Before 8 cores per die (introduced in Zen 3, and retained in 4, 5 and 6), the Zen 1/+ and 2 series this would have been two sets of four cores instead of one set of eight (and a split L3 instead of a unified one). I can't remember if the split-CCX had its own NUMA layer in the tree or not, or if they were just iterated in pairs.
What I find myself wondering about is the performance impacts of cross-thread communication in this scenario. With the nested domains it seems like there should be different (and increasingly severe) performance implications for crossing each distinct boundary. Whereas the languages we write in and the programming models we employ don't seem particularly well suited to expressing how we want our code to adapt to such constraints at present, at least not in a generalized manner.

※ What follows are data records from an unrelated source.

PR #58530, opened 2025-07-07
Fix melange microvm dependencies

a-crate:
This is used in test runs, and was split in https://github.com/wolfi-dev/os/commit/ad809da75e3257eaaf502f3e10a0e26213021c4d to its own subpackage.
I looked through qemu_runner.go and didn't see any usage of other binaries in util-linux-misc.

You can reproduce failures by doing `make test/package` and seeing ` ash: script: not found` failures, but not in this repo. The failure happens while mounting the melange cache inside of the VM, which doesn't happen in wolfi because the makefile doesn't use --cache= during tests. You can see it with `make test/linux-qemu-generic` in enterprise-packages.

### DIFF
--- a/melange.yaml
+++ b/melange.yaml
@@ -1,7 +1,7 @@
 package:
   name: melange
   version: "0.29.0"
-  epoch: 0
+  epoch: 1
   description: build APKs from source code
   copyright:
     - license: Apache-2.0
--- a/melange.yaml
+++ b/melange.yaml
@@ -37,7 +37,7 @@ subpackages:
         - mount
         - iproute2
         - openssh-server
-        - util-linux-misc
+        - script
         - e2fsprogs
     pipeline:
       - runs: |
--- a/microvm-init.yaml
+++ b/microvm-init.yaml
@@ -1,7 +1,7 @@
 package:
   name: microvm-init
   version: 0.0.1
-  epoch: 11
+  epoch: 12
   description: Minimal busybox init for microvm workloads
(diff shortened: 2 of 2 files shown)


a-crate:
microvm-init is what melange uses, but the package isn't melange specific and I'm not sure if it's used elsewhere so I opted to add the dependency there instead of replacing util-linux-misc in case it is needed for some other case.

smoser (changes requested):
I don't think this is right.  Its odd, but neither change is fully correct.

melange doesn't actually invoke script on the same system that it runs on, so the dependency isn't useful there.  It builds an initramfs that contains microvm-init and then it ssh's in and executes script.

similarly, microvm-init itself does not execute `script` any more obviously than it invokes `gcc` or `make`.  

melange does know that it needs `cmd:script` in the initramfs that it builds (https://github.com/chainguard-dev/melange/pull/2049.

@89luca89 , I'm pretty sure the correct fix is for melange to have realized that the cache it was using is invalid and to ignore it.  I'm not sure its a huge deal, since we're not changing it all that frequently at all.

89luca89:
@smoser the initramfs cache is invalidated every 24h and a `make clean` will delete it
@a-crate does this happen even after a `make clean`? if so maybe you're encountering this: https://github.com/chainguard-dev/melange/pull/2070 ?

a-crate:
Ah, yes I'm encountering that bug. Thanks Luca.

I realize that HPC code can be customized to the specific device it will be run on but more widely deployed software is going to want to abstract these increasingly complex relationships.
Its why, if you want high performance code in this sort of work, you'll want either C or C-like code. For example, learn how madvise() is used. Also, learn how thread local storage works in the context of implementing it on a hierarchical SMP system. Also, learn how to make a message passing system and what "atomic" means (locks are often not your friend here).
Ironically, a lot of people keep shooting themselves in the foot and blindly using MPI or OpenMP or any of the other popular industry supported frameworks, and then thinking that magically bails them out. It doesn't.
The most important thing you need, above all others: make sure the problem you're solving can be parallelized, and CPUs are the right way of doing it. Once you've answered this question, and the answer is yes, you can just write it pretty much normally.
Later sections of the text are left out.